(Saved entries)
::::::

PR #1705, opened 2024-12-02
995 slow candidate search card loading times

### LINKED ISSUE #995: Slow candidate search card loading times
As a admin portal user,
When I am switching between candidates in a list and viewing them (candidate search card),
I want to speed the process and only fetch data that is editable via the search card.

In the main candidate profile, we need to fetch the latest data upon each tab change so we get the latest updated data. As this data is all editable! E.g. Fetch the latest educations/contact info/attachments whatever editable sections there are on the tab.

### Reduce API calls when viewing candidate search card
HOWEVER the candidate profile on the search card is NOT EDITABLE other than the candidate selected attachments selection. Therefore, we could reduce alot of API calls that are used in the main candidate profile as we don't need to fetch updated data when flicking between tabs. We only need to update the candidate selected attachments links, which could just bubble up via output events?? There is an 'editable' boolean input which we can use to determine if we may need to fetch an updated object, or if its not editable then we can just display what already exists on the candidate object (via the list of candidates).

Update: But we need to do the pagedSearch so that we can show the attachments with paging? Maybe we just display them without paging on the list to simplify.

cazcam34:


camerojo (approved):
Great work!

Issue #1441, opened 2024-10-03
Release 2.3.0 planning


camerojo:
As the tech team
we need to capture somewhere special manual tasks that have to be carried out for a release
so that we don't forget

Typically we will carry out these tasks progressively over time on staging, but all at once in production.

We should add the tasks as a task list as we carry them out on staging, then when we release into production, we just copy the task list, and mark them off as we complete them on production.

This type of issue starts in Review/QA so that we can always easily find it. It is only moved to Done when the production release is completed.

- Follow the [release runbook](https://github.com/Talent-Catalog/talentcatalog/wiki/Release#release-runbook)

# Staging task list
##  Pre-release:

- [x]  #1730 Add Duolingo API new environment variable to staging and production (Ehsan)

-  name: DUOLINGO_API_APISECRET,
-  value: fv7duvm328pkqz48

- [x] Create Terraform S3 bucket named tc-api-terraform-state for staging and prod
- [x] Confirm local AWS Terraform credentials
- [x] Create Mongo Atlas cluster for staging and prod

::::::

Pull each line containing "loading" from the records.

995 slow candidate search card loading times
### LINKED ISSUE #995: Slow candidate search card loading times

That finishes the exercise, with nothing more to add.